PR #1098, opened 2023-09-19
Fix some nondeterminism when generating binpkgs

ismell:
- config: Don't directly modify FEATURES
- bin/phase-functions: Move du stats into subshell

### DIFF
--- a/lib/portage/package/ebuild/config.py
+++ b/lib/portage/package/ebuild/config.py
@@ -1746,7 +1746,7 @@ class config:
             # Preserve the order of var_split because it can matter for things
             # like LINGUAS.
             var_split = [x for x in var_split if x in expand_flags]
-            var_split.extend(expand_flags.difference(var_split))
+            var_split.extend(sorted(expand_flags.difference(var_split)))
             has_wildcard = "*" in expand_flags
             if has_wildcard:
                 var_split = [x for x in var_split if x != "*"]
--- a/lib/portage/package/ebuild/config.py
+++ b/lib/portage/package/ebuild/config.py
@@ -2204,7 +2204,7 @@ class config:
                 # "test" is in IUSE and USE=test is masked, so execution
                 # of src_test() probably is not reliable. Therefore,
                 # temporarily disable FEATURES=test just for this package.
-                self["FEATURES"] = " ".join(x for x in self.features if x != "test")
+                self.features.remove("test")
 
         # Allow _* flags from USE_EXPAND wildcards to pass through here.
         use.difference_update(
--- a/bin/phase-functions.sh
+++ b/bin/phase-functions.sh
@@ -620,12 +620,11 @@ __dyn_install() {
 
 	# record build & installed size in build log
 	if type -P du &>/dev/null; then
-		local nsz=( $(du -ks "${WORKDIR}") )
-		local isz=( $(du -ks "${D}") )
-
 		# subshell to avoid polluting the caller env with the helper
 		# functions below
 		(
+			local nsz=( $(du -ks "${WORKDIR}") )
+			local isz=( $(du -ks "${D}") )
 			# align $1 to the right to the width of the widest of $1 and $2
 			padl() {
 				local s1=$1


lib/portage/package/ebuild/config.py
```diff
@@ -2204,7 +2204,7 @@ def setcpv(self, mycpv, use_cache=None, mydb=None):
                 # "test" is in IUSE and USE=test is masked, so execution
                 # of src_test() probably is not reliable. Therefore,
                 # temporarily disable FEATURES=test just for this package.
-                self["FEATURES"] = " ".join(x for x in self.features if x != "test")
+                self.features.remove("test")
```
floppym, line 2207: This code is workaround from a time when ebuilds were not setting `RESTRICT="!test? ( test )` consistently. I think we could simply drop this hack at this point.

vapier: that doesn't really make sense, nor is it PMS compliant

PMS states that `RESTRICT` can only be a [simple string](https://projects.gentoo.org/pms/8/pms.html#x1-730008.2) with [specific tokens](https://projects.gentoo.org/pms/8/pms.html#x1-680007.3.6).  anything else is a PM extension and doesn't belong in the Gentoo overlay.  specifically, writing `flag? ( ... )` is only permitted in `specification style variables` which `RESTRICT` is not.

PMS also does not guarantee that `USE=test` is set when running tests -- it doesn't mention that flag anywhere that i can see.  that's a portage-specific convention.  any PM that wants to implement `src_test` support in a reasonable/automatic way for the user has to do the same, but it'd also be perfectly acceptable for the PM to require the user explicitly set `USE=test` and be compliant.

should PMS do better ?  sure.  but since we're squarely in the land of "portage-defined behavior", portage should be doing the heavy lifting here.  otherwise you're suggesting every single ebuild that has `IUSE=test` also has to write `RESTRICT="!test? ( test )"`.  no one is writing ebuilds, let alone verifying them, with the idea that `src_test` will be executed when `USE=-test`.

...

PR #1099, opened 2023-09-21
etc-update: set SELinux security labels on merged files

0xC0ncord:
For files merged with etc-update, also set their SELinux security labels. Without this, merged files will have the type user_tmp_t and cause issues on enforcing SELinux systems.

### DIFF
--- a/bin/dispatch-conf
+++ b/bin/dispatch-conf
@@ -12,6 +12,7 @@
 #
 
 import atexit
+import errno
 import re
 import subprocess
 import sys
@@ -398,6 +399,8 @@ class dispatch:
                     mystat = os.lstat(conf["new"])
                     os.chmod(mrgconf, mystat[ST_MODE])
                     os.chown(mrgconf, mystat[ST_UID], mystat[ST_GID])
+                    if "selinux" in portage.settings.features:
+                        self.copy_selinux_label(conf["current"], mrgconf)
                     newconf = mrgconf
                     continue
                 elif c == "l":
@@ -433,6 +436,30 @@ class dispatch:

==

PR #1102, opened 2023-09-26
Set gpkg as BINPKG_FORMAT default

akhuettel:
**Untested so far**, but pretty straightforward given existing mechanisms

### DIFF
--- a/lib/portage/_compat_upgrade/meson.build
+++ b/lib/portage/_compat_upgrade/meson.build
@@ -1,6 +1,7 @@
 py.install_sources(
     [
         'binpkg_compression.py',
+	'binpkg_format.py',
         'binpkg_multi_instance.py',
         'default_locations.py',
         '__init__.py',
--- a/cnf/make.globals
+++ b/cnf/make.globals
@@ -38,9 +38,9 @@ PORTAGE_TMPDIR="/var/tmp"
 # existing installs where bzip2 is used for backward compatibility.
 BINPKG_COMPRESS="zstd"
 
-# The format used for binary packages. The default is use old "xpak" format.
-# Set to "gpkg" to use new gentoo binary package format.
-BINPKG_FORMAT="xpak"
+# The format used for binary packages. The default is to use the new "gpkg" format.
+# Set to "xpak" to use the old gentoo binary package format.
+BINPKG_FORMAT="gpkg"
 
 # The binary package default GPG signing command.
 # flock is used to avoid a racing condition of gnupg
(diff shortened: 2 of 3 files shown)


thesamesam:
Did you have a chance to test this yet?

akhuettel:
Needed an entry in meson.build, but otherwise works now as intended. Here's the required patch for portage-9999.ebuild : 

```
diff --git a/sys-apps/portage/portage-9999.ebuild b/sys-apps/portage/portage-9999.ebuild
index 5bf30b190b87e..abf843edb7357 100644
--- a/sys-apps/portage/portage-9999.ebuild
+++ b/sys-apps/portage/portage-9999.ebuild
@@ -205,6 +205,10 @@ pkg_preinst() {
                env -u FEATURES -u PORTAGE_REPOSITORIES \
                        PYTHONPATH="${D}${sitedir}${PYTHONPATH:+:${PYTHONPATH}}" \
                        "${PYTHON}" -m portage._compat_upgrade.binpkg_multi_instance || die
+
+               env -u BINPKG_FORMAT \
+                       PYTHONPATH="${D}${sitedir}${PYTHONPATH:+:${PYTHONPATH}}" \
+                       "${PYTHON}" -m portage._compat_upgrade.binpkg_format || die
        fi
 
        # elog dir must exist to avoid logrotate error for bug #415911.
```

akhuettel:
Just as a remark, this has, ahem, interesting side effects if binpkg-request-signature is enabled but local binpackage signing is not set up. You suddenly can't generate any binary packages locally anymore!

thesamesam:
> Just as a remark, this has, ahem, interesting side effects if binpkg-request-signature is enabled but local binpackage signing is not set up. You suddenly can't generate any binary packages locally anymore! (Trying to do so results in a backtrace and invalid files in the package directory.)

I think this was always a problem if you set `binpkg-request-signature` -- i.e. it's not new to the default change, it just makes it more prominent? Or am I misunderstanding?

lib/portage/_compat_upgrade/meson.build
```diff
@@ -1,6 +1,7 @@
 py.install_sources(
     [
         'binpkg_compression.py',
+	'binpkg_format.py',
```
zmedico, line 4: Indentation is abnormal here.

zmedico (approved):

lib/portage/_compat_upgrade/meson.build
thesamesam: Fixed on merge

Task goal: Could you reproduce, exactly, every line above from the line with "PR #1098, opened 2023-09-19" to the line with "-1746,7 +1746,7 @@", and no other line? Both ends count.

Written solution:
PR #1098, opened 2023-09-19
Fix some nondeterminism when generating binpkgs

ismell:
- config: Don't directly modify FEATURES
- bin/phase-functions: Move du stats into subshell

### DIFF
--- a/lib/portage/package/ebuild/config.py
+++ b/lib/portage/package/ebuild/config.py
@@ -1746,7 +1746,7 @@ class config:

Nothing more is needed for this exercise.